# chipping my FWW, LOL



## the guy (Aug 3, 2010)

:lol:I had a novel idea, when I go to put a chip in my new dog, do you all think the vet/pound will also put a chip in my FWW?

And yes she is willing to do the heavy lifting and *has* done the heavy lifting in the past 3 years in reparing her issues' with regard to her need to be validated and entitled and rescued from her unhappiness.

She understands who she is and what she has become but just in case I lose her *again* it might come in handy....:rofl:


@ Mrs. the-guy,"I love you babe and sorry for the rope burn on Fri.
Happy New Year!


----------



## TDSC60 (Dec 8, 2011)

the guy said:


> :lol:I had a novel idea, when I go to put a chip in my new dog, do you all think the vet/pound will also put a chip in my FWW?
> 
> And yes she is willing to do the heavy lifting and *has* done the heavy lifting in the past 3 years in reparing her issues' with regard to her need to be validated and entitled and rescued from her unhappiness.
> 
> ...


Super glue an iPhone to her back with the find-my-phone app tuned on.

Happy New Year.


----------



## CleanJerkSnatch (Jul 18, 2012)

I'm sure you won't have that problem anymore.
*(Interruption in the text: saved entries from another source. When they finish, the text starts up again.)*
PR #1735, opened 2023-09-05
fix: dev command loading snapshot

### LINKED ISSUE #1650: bug: running dev.ts uses the snapshot

marvinhagemeister:
This PR changes the `dev.ts` script so that it doesn't import `main.ts` anymore if the new `config` parameter was passed. This changes the architecture in that the `dev` mode doesn't sit on top of `main` anymore which allows us to properly detect if we're in dev mode without other means. By calling into `ServerContext` directly instead of somewhere abstracted away behind `start` we can set all options ourselves, like if we want to skip loading the snapshot or not.

Note that this still preserves the previous behavior when no `fresh.config.ts` file is used. So this isn't a breaking change.

Fixes #1650

### DIFF
--- a/src/dev/dev_command.ts
+++ b/src/dev/dev_command.ts
@@ -1,8 +1,13 @@
 import { updateCheck } from "./update_check.ts";
-import { DAY, dirname, fromFileUrl, join } from "./deps.ts";
-import { FreshOptions } from "../server/mod.ts";
+import { DAY, dirname, fromFileUrl, fs, join, toFileUrl } from "./deps.ts";
+import {
+  FreshOptions,
+  Manifest as ServerManifest,
+  ServerContext,
+} from "../server/mod.ts";
 import { build } from "./build.ts";
 import { collect, ensureMinDenoVersion, generate, Manifest } from "./mod.ts";
+import { startFromContext } from "../server/boot.ts";
 
 export async function dev(
   base: string,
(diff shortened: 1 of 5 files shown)


src/dev/dev_command.ts
```diff
@@ -34,9 +39,28 @@ export async function dev(
 
   if (manifestChanged) await generate(dir, newManifest);
 
-  if (Deno.args.includes("build")) {
+  const manifest = (await import(toFileUrl(join(dir, "fresh.gen.ts")).href))
+    .default as ServerManifest;
```
bartlomieju, line 43: If `fresh.gen.ts` is not present on disk, this will throw. Is it handled anywhere?

src/server/boot.ts
```diff
@@ -0,0 +1,68 @@
...
+        await bootServer(handler, { ...opts, port });
+        firstError = undefined;
+        break;
+      } catch (err) {
+        if (err instanceof Deno.errors.AddrInUse) {
+          // Throw first EADDRINUSE error
+          // if no port is free
+          if (!firstError) {
+            firstError = err;
+          }
```
bartlomieju, line 45: Probably not related to this PR but if I read it right this will at most check port `8000` and `8001`. Is that expected?

bartlomieju (approved):

src/dev/dev_command.ts
marvinhagemeister: In this dev script we generate the `fresh.gen.ts` manifest a few lines before this one ourselves. I think it's ok to assume that it will be present here.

I think in 2013 they will start having chips in every U.S. citizen according to obama care Subtitle C-11 Sec. 2521 – National Medical Device Registry which states:


“The Secretary shall establish a national medical device registry (in this subsection referred to as the ‘registry’) to facilitate analysis of postmarket safety and outcomes data on each device that—‘‘(A) is or has been used in or on a patient; and ‘‘(B) is a class III device; or ‘‘(ii) a class II device that is implantable.”


----------



## bfree (Sep 30, 2012)

the guy said:


> :lol:I had a novel idea, when I go to put a chip in my new dog, do you all think the vet/pound will also put a chip in my FWW?
> 
> And yes she is willing to do the heavy lifting and *has* done the heavy lifting in the past 3 years in reparing her issues' with regard to her need to be validated and entitled and rescued from her unhappiness.
> 
> ...


That might be the funniest thing I've read on TAM in quite a while. :rofl:


----------



## ShootMePlz! (Oct 5, 2008)

Does she have a favorite purse? Maybe you could chip that??


----------



## Cold_World (Nov 29, 2012)

the chip only works if she goes to a good kennel. some kennels don't check for chips. Happy New year!!!


----------



## Bee2012 (Dec 8, 2012)

. Made me smile
_Posted via Mobile Device_


----------



## warlock07 (Oct 28, 2011)

TDSC60 said:


> Super glue an iPhone to her back with the find-my-phone app tuned on.
> 
> Happy New Year.


Charging it might be a pain in the ass


----------



## Acabado (May 13, 2012)

:smthumbup:


----------



## the guy (Aug 3, 2010)

TDSC60 said:


> Super glue an iPhone to her back with the find-my-phone app tuned on.
> 
> Happy New Year.


Ya thats it, I've seen them clue this box like tracking device to the desert turtle's shell.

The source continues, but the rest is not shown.